Chris Mooney Washington Post June 15 2017 see full article here
….In the Antarctic summer of 2016, the surface of the Ross Ice Shelf, the largest floating ice platform on Earth, developed a sheet of meltwater that lasted for as long as 15 days in some places. The total area affected by melt was 300,000 square miles, or larger than the state of Texas, the scientists report.
That’s bad news because surface melting could work hand in hand with an already documented trend of ocean-driven melting to compromise West Antarctica, which contains over 10 feet of potential sea level rise.
“It provides us with a possible glimpse of the future,” said David Bromwich, an Antarctic expert at Ohio State University and one of the study’s authors. The paper appeared in Nature Communications.
“You probably have read these analyses of West Antarctica, many people think it’s slowly disintegrating right now, and it’s mostly thought to be from the warm water eating away at the bottom of critical ice shelves,” Bromwich continued. “Well, that’s today. In the future, we could see action at the surface of these ice shelves as well from surface melting. So that makes them potentially much more unstable.”…

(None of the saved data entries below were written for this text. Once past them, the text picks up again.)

PR #959, opened 2026-09-10
[K9CODESEC-6268] Adjust how diff aware hash is computed

jdelgo:
The diff aware hash stopped taking into account `.gitignore` and generated files in`0.9.2` and surfaced again in `0.9.3`. This resulted in:
- Changes to `.gitignore` could leave the config hash unchanged
- Changes to generated file handling could leave the config hash unchanged
- A baseline with different file selections could be selected, when we would need a new baseline run

## What is your solution?
- Populate `path_config` for SAST and Secrets with ignored files after we resolve each's config
- Adjust `select_files()` to now use `path_config` instead of computing its own resolved files

## Alternatives considered
- Building a shared path configuration. This overcomplicated the problem and instead we are now just reverting to old behavior
Adding the missing values directly to the digest:
- This would fix the issue but would make it so different implementation for file selection and hashing could drift again. Sharing this path config keeps the two behaviors in line

- This will invalidate config hashes that are using `.gitignore` and generated file exclusions. This is on purpose but will lead to new baseline runs occurring
- This doesn't change which files are selected and just makes the config hash more accurate

## How did this behavior regress?
Before, we had `cli_configuration` which had function [generate_diff_aware_digest()](https://github.com/DataDog/datadog-static-analyzer/blob/501172b2b14f1c1b892e0b735bf63bb08d3547c6/crates/cli/src/model/cli_configuration.rs#L69) that took into account generated and gitignore'd files. This was populated in [datadog-static-analyzer.rs](https://github.com/DataDog/datadog-static-analyzer/blob/501172b2b14f1c1b892e0b735bf63bb08d3547c6/crates/bins/src/bin/datadog-static-analyzer.rs#L401-L418). This means we were populating this `path_config` and then hashing it as we would want.

After, we do something similar in `sast_configuration` where we have [generate_diff_aware_digest()](https://github.com/DataDog/datadog-static-analyzer/blob/d4bfbd086838183298efe166a8bb18a26e817f8c/crates/cli/src/model/sast_configuration.rs#L53) but the issue is our `path_config` is not populated as we want. `path_config` is now populated in [resolve_sast_config()](https://github.com/DataDog/datadog-static-analyzer/blob/main/crates/bins/src/bin/datadog-static-analyzer.rs#L440-L455) but the issue is when it is [called](https://github.com/DataDog/datadog-static-analyzer/blob/d4bfbd086838183298efe166a8bb18a26e817f8c/crates/bins/src/bin/datadog-static-analyzer.rs#L902), we don't pass in any generated or gitignore'd files. That is resolved later in [select_sast_files()](https://github.com/DataDog/datadog-static-analyzer/blob/d4bfbd086838183298efe166a8bb18a26e817f8c/crates/bins/src/bin/datadog-static-analyzer.rs#L967) where all the eligible SAST files are picked. This means we are correctly selecting the diff'd files, but we are just not accounting for that in the diff aware hash since we are not populating `path_config`

## Testing
Ran the analyzer on the same repo with the same config but changed the `.gitignore`
Before changes:
- Baseline gitignore hash (sha: `24e4c7d79507ad0a7f15d04c5654ed34df947eac`)
`338fe5f43fe965aa027c270679786d40b32361c5ad852697e756533720c1bc5a`
- Adjusted gitignore hash (sha: `50ed41bd635d51acc19e9aa1d5ef427412ec9463`)
`338fe5f43fe965aa027c270679786d40b32361c5ad852697e756533720c1bc5a`
**Notice how they are the same hashes**

After changes:
- Baseline gitignore hash (sha: `24e4c7d79507ad0a7f15d04c5654ed34df947eac`)
`8a2087c0d36c1b4bada6c07865c7661be707c710077fa94e94293129175ad51b`
- Adjusted gitignore hash (sha: `50ed41bd635d51acc19e9aa1d5ef427412ec9463`)
`c73e82e1953c8810b68f3501444ee22a4c273ecb09764f7d019bba88ab48ac52`
**Notice how the hashes are now different**


crates/cli/src/model/sast_configuration.rs
```diff
@@ -48,11 +61,13 @@ impl DiffAware for CliConfigurationSast<'_> {
...
 
+        let path_config =
+            effective_path_config(self.gitignore_patterns, &self.sast.file_selection());
+
         let full_config_string = format!(
             "{}:{}:{}:{}:{}:{}:{}",
-            self.sast.path_config.ignore.join(","),
-            self.sast
-                .path_config
+            path_config.ignore.join(","),
```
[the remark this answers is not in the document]
jdelgo: This was pre-existing

jasonforal (commented):
So if I am reading the description correctly, before 0.9.2, we mutated `ignore` on `PathConfig` by pushing the globs from the `.gitignore` into it. But from 0.9.2, we no longer mutate `ignore` -- rather, we apply the filtering logic separately (via the new `select_sast_files(...)`).

Thus, one part of the system (diff aware digest) that assumed that `.gitignore` contents would be in the `ignore` field had its behavior altered.

---

So given that, while your PR works, it seems a bit over-complicated. Could we just have this PR restore the previous behavior? It's plausible that other parts of the system likewise assume `.gitignore` globs will show up in the `ignore`.

Would it work to instead (if the config requires) mutate the `SastConfiguration`'s `PathConfig` to push all the gitignore globs to the `ignore` field (and likewise do the same for `SecretsConfiguration`)?

crates/cli/src/model/sast_configuration.rs
```diff
@@ -208,4 +218,54 @@ mod tests {
 
         assert_ne!(digest_root, digest_subdir);
     }
+
+    #[test]
+    fn diff_aware_hash_depends_on_gitignore_patterns() {
```
jasonforal: These aren't testing `.gitignore` -- they're testing the path config. You'll need to use `tempfile`. Example: https://github.com/DataDog/datadog-static-analyzer/blob/a894622244b57e5e0e3e1351234eb0cbd4b47b5a/crates/cli/src/file_utils.rs#L383-L387

crates/cli/src/model/sast_configuration.rs
```diff
@@ -208,4 +218,54 @@ mod tests {
...
+        let run = run_configuration(vec![]);
+        let mut includes_generated = sast_configuration();
+        includes_generated.ignore_generated_files = false;
+        let mut excludes_generated = includes_generated.clone();
+        excludes_generated.ignore_generated_files = true;
+        crate::file_utils::extend_path_config_ignores(
+            &mut excludes_generated.path_config,
+            &[],
+            true,
+            true,
```
jasonforal: Hardcoding `true` here defeats the purpose of the test, because it makes
```rs
excludes_generated.ignore_generated_files = true;
```

Do nothing. You should be passing that boolean in:
```rs
crate::file_utils::extend_path_config_ignores(/**/, /**/, /**/, excludes_generated.ignore_generated_files)
```

crates/cli/src/model/sast_configuration.rs
```diff
@@ -208,4 +218,54 @@ mod tests {
...
+            run: &run,
+            sast: &second_sast,
+        }
+        .generate_diff_aware_digest();
+
+        assert_ne!(first_digest, second_digest);
+    }
+
+    #[test]
+    fn diff_aware_hash_depends_on_generated_file_setting() {
```
jasonforal: This isn't really testing that the "diff aware hash depends on generated file setting".

It's primarily testing that `extend_path_config_ignores` pushes the default generated file globs to the `PathConfig` when `ignore_generated_files == true`.

crates/cli/src/file_utils.rs
```diff
@@ -652,24 +805,26 @@ mod tests {
         assert_not_contains_files!(&base_path, files, ["src/b/main.rs", "test/a/main.rs"]);
     }
 
-    // `select_files` respects the gitignore patterns it is given unless `ignore_gitignore` is set,
-    // in which case an ignored file is selected anyway.
     #[test]
     fn select_files_honors_ignore_gitignore() {
```
jasonforal: Similar to above, this has nothing to do with `select_files`, because `select_files` only accepts a `PathConfig` -- the only filtering logic it performs is on file size. This test name is misleading

I would recommend to create a test specifically for `extend_path_config_ignores` behavior since this PR is newly introducing this function, and it has important logic.

You will need to re-assess which tests are necessary now (and which need to be renamed) since you are changing the behavior of `select_files`.

Also, now that I'm reading this test, what is the difference between this and the other tests you added? https://github.com/DataDog/datadog-static-analyzer/pull/959/changes#diff-ae5fdd1120210e45907b6f6668a16c7cf7a21629ab1ef29b6a79ee713aba7bf3R221-R223

Would you please make sure we have adequate coverage of the important logic without any duplicate tests?

jasonforal (approved):

PR #1893, opened 2023-11-15
Switch to non-deprecated props

christianlupus:
## Topic and Scope

The `title` prop of the `NcAppNavigationItem` is deprecated and should be replaced by the `name` prop. This PR will do so.

## Concerns/issues

None known.

## Formal requirements


seyfeb (approved):
LGTM

PR #1942, opened 2023-12-06
fix: remove constant se in RecipeView

j0hannesr0th:
## Topic and Scope

@christianlupus there's a hardcoded "se" visible on all recipe pages

## Concerns/issues

none

## Formal requirements


christianlupus (approved):

christianlupus:
Uups, sorry for that.

PR #1944, opened 2023-12-06
fix: wrong parsing of recipe yield input

### LINKED ISSUE #1937: Changing number of servings not working after manual entry
**Description**
In general the new servings feature is working. But after entering the amount manually the increase/decrease buttons do not work anymore.

**Reproduction**
1. Load a receipt
2. Set the amount of servings to a number  (e.g. '5') by typing it manually
3. Click on the increase button (on the right)
4. Problem: The number '1' is concatenated to the previously added number (e.g. when entering '5' in step 2 the result wouldbe '51') 
5. Click in the decrease button (on the left)
6. Problem: The amount of servings field is empty

**Expected behavior**
When clicking on increase ('>') / decrease ('<') the number of servings should increase / decrease

**Actual behavior**
For '>' the number '1' is concatenated to the existing number
For '<' the amount of servings field gets empty

**Screenshots**
[nextcloud-cookbook-servings-bug.webm](https://github.com/nextcloud/cookbook/assets/1656210/5f33a32c-922e-477a-b8a3-ddafc4c8f753)

**Browser**
Which browser are you using?
Firefox 120.0b9
Chromium 119

**Versions**
Nextcloud server version: 25
Cookbook version: 0.10.4
Database system: MariaDB
OS: Linux Manjaro

j0hannesr0th:
## Topic and Scope

Fixes #1937

https://github.com/nextcloud/cookbook/assets/36242595/fa912d42-644f-40e9-b234-b32d3b83e2b7

## Concerns/issues

none.

## Formal requirements

### DIFF
--- a/CHANGELOG.md
+++ b/CHANGELOG.md
@@ -7,7 +7,8 @@
   [#1935](https://github.com/nextcloud/cookbook/pull/1935) @christianlupus
 - remove constant se in RecipeView
   [#1942](https://github.com/nextcloud/cookbook/pull/1942) @j0hannesr0th
-
+- fix wrong parsing of recipe yield input
+  [#1944](https://github.com/nextcloud/cookbook/pull/1944) @j0hannesr0th
 
 ## 0.10.3 - 2023-12-04
 
--- a/src/components/RecipeView/RecipeView.vue
+++ b/src/components/RecipeView/RecipeView.vue
@@ -80,10 +80,10 @@
                                         <span class="icon-view-previous" />
                                     </button>
                                     <input
-                                        v-model="recipeYield"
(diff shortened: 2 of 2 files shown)


christianlupus (commented):
Is it not simpler, to solve the root of the problem? In [line 83](https://github.com/nextcloud/cookbook/blob/8552ecbf102fd00f19f16495238341fe7cfe9489/src/components/RecipeView/RecipeView.vue#L83) the model is synced with the content of an input field. This causes the trouble of different data types. Normally, it is integer, but it is set to string internally after changes.

If you just added `.number.trim` (to `v-model`), the value is converted to a number before storing.

christianlupus (approved):

PR #1950, opened 2023-12-07
Formally make app compatible with NC28

christianlupus:
## Topic and Scope

Closes #1928

This marks the app as compatible with NC 28.

## Concerns/issues

No tests have been carried out yet.

## Formal requirements

There are some formal requirements that should be satisfied. Please mark those by checking the corresponding box.

- [ ] I did check that the app can still be opened and does not throw any browser logs
- [x] I created tests for newly added PHP code (check this if no PHP changes were made)
- [x] I updated the OpenAPI specs and added an entry to the API changelog (check if API was not modified)
- [x] I notified the matrix channel if I introduced an API change

PR #1963, opened 2023-12-12
Fix/1962 error when changing rescan period

### LINKED ISSUE #1962: Error when changing the rescan period
**Description**
In the settings an error message is shown when changing the rescan period.

**Reproduction**
1. Go to Settings
2. Delete number of rescan period.

**Expected behavior**
Since I am about to enter a different number, no error message should be shown.

**Browser**
Which browser are you using?

**Versions**
Nextcloud server version: 27, 28
Cookbook version: master, stable-0.10.x

seyfeb:
## Topic and Scope

Fixes the error message shown when the update interval field in the settings window is empty.

## Concerns/issues

Unfocusing the field does not show a warning, however then the value simply remains unchanged. In the future general form validation capabilities might be helpful (for the settings but also recipe editing), but afaik not supported by Nextcloud vue component by the time of writing.

Closes #1962 

## Formal requirements

Depends on #1950

### DIFF
--- a/CHANGELOG.md
+++ b/CHANGELOG.md
@@ -13,6 +13,8 @@
   [#1944](https://github.com/nextcloud/cookbook/pull/1944) @j0hannesr0th
 - Update compatibility of app to NC28
   [#1950](https://github.com/nextcloud/cookbook/pull/1950) @christianlupus
+- **Settings:** Don't show error when update interval field is empty while typing.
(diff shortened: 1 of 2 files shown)


christianlupus:
Attention, this is based on the other PR #1950. So, do not merge yet but first handle the other PR.

christianlupus (approved):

From ScienceDaily: Widespread snowmelt in West Antarctica during unusually warm summer Posted: 15 Jun 2017 05:46 AM PDT
Julien P. Nicolas et al January 2016 extensive summer melt in West Antarctica favoured by strong El Niño Nature Communications 8, Article number: 15799 (2017) doi:10.1038/ncomms15799
Abstract: Over the past two decades the primary driver of mass loss from the West Antarctic Ice Sheet (WAIS) has been warm ocean water underneath coastal ice shelves, not a warmer atmosphere. Yet, surface melt occurs sporadically over low-lying areas of the WAIS and is not fully understood. Here we report on an episode of extensive and prolonged surface melting observed in the Ross Sea sector of the WAIS in January 2016. A comprehensive cloud and radiation experiment at the WAIS ice divide, downwind of the melt region, provided detailed insight into the physical processes at play during the event. The unusual extent and duration of the melting are linked to strong and sustained advection of warm marine air toward the area, likely favoured by the concurrent strong El Niño event. The increase in the number of extreme El Niño events projected for the twenty-first century could expose the WAIS to more frequent major melt events.